Tech is now “driving the narrative of conflict,” and the venture capital sector sees the dual-use and defense sector as a huge area of opportunity. The total value of VC investment in defense tech in 2025 has already reached a new peak. The private sector is now the primary driver for rapid defense innovation; startups are able to deploy new tech with a shorter timeframe than traditional government R&D. And pursuing a dual-use strategy can offer startups a way to generate the income they need to keep funding further development. The Veteran fund, a VC firm run by GPs with military experience, is raising $50 million for a fund to invest in dual-use startups that generate revenue from both government contracts and the private sector. 

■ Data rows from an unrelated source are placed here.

PR #10882, opened 2023-11-29
Coverity 1497456: Time of check time of use in LogFile::trim_rolled

bryancall:
Instead of calling `access` and `opendir` separately using the filename, I `open` the directory and then use the file descriptor to call `faccessat` and `fdopendir`.

### DIFF
--- a/src/proxy/logging/LogFile.cc
+++ b/src/proxy/logging/LogFile.cc
@@ -281,7 +281,7 @@ LogFile::trim_rolled(size_t rolling_max_count)
   ats_free(name);
 
   // Open the directory
-  int dirfd = ::open(logfile_dir.c_str(), O_RDONLY);
+  int dirfd = open(logfile_dir.c_str(), O_RDONLY);
   if (dirfd < 0) {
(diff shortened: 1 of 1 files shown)


src/proxy/logging/LogFile.cc
```diff
@@ -275,31 +275,37 @@ struct RolledFile {
...
   if (err < 0) {
-    Error("Error accessing logging directory %s: %s.", logfile_dir.c_str(), strerror(errno));
+    Error("Error accessing logging directory %s: %s", logfile_dir.c_str(), strerror(errno));
     return false;
   }
 
-  /* Open logging directory */
-  DIR *ld = ::opendir(logfile_dir.c_str());
+  // Open the logging directory
+  DIR *ld = ::fdopendir(dirfd);
```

Military tech whistleblowers are warning about AI in the “kill cloud,” i.e. the data infrastructure built by companies like Amazon, Microsoft, and telecom companies that militaries can use to identify and target people. LLMs scrape vast amounts of data from the internet that they use to identify targets, and there is no evidence of an audit trail. Even with a “human in the loop,” there is a built-in trust that the AI must be right. And the lack of a framework for responsibility is problematic: who is responsible when a missile is fired? Is it the person in the loop, the commander, the programmer who built the AI, or the company - like Microsoft or Google - that provided the system?

Following intense scrutiny, Microsoft has terminated a set of services for the Israel military after a Microsoft-led investigation uncovered evidence supporting findings from journalists that Israel was using the company’s cloud computing tech for mass surveillance of Palestinians. Microsoft’s move comes amid a United Nations commission of inquiry concluding that Israel has committed genocide in Gaza, a charge supported by many international law experts. It also comes in response to increased investor scrutiny and greater anxiety from tech employees about the enmeshment of their companies with militaries.

Questions to consider

  • How are GPs investing in dual-use startups assessing risk to human rights? What steps are startups taking to ensure their tech is not going to be used in ways that contravene the principles of international humanitarian law (IHL)? Have they assessed their potential liability under IHL?

  • How are tech and telecom companies assessing the human rights and legal risks of their devices and infrastructure being used for military targeting?  

  • How are tech companies developing and licensing AI tools to militaries assessing the human rights and legal risks? How are they responding to employee feedback? Do they have adequate whistleblower protections?